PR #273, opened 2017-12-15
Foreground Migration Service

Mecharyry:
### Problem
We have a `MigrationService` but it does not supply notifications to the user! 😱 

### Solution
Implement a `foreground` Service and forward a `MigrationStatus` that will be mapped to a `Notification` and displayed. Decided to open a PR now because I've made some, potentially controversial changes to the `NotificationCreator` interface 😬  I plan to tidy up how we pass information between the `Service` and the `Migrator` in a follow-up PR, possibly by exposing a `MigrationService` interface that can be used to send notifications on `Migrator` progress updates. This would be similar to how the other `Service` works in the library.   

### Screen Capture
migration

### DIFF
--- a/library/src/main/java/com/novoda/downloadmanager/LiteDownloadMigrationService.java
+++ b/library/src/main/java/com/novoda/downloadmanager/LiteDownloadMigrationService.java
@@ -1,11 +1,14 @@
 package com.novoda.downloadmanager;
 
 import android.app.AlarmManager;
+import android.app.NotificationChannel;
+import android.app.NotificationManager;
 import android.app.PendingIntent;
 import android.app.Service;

++++++++++

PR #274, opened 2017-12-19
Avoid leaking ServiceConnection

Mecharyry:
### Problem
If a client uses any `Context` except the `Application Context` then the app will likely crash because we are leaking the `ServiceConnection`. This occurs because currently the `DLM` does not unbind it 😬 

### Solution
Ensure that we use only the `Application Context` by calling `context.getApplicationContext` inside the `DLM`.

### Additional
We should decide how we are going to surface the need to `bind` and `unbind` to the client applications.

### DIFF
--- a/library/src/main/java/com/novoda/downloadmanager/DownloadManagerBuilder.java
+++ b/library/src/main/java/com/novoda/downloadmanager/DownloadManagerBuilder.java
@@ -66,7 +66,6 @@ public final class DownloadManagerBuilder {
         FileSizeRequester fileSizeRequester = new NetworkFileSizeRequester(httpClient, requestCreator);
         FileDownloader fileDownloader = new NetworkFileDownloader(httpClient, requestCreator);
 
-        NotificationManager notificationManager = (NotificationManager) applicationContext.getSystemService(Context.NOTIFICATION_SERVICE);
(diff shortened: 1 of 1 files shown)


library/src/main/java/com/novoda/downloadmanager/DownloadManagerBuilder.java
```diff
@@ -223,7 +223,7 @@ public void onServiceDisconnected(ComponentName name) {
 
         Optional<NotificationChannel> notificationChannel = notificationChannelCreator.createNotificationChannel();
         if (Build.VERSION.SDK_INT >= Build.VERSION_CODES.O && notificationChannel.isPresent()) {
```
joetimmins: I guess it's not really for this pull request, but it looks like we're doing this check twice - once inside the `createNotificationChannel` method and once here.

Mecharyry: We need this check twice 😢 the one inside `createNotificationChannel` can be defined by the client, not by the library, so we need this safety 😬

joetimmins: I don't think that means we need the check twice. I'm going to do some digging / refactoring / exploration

++++++++++

_TASK DETAILS_
From the entries above, copy every line containing the word "android".

_PROBLEM SOLUTION_
 import android.app.AlarmManager;
+import android.app.NotificationChannel;
+import android.app.NotificationManager;
 import android.app.PendingIntent;
 import android.app.Service;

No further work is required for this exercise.